My prediction is that the main impact is to make it easier for people to throw together quick MVPs and prototypes. It might also make it easier for people to jump into new languages or frameworks.

I predict it won't impact mainstream corporate programming much. The dirty secret of most tech companies is that programmers don't actually spend that much time programming. If I only spend 5 hours per week writing code, cutting that time down to 4 hours while potentially reducing code quality isn't a trade anyone will really want to make.

I expect its impact will mostly be in helping junior devs get around the "blank page" problem quickly. I don't see it having much impact beyond that, not with GPT-3 being the backend

If Copilot improves programming significantly-enough it might be a huge blow to makers of other IDE's and text editors unless they provide an API for others to use. I don't expect re-implementing Copilot-esque prediction is in the wheelhouse of places like Jetbrains or any of the open source editors. 

According to the FAQ they're focusing on VS Code which comes from the same parent company as Github (Microsoft).

I've been using GitHub's official Copilot plugin for PyCharm for a couple of weeks. Nice to see that they reached outside of their corporate parent to make this.

The plugin is a bit buggy, but very usable.  Copilot is a good assistant.

I expect that it will help with the tedious parts of programming that require you to know details about specific libraries.
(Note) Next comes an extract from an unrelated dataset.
PR #847, opened 2023-03-17
feat: Remove pyarrow and bqstorage as dependencies

### LINKED ISSUE #743: pyarrow dependency should be optional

It will make those parts of programming that are "google -> stackoverflow -> find correct answer -> copy-paste into code" much fater, but I expect it to struggle on truly novel stuff, on scientific programming and anything research-level. If this thing can auto-complete a new finite-element PDE solver in a way that isn't useless, I will be both impressed and scared.

3 comments, sorted by Click to highlight new comments since:

I don't really understand why code generation is the focus. I would expect that code review is an area where automated process that aren't fully reliable would generate more value. 

Agreed, but code generation is a more natural fit for a GPT-style language model. GPT-3 and Codex use massive training sets; I would guess that the corpus of human code reviews is not nearly so big.

I would think that code generation has a much greater appeal to people / is more likely to go viral than code review tools. The latter surely is useful and I'm certain it will be added relatively soon to github/gitlab/bitbucket etc., but if OpenAI wanted to start out building more hype about their product in the world, then generating code makes more sense (similar to how art generating AIs are everywhere now, but very few people would care about art critique AIs).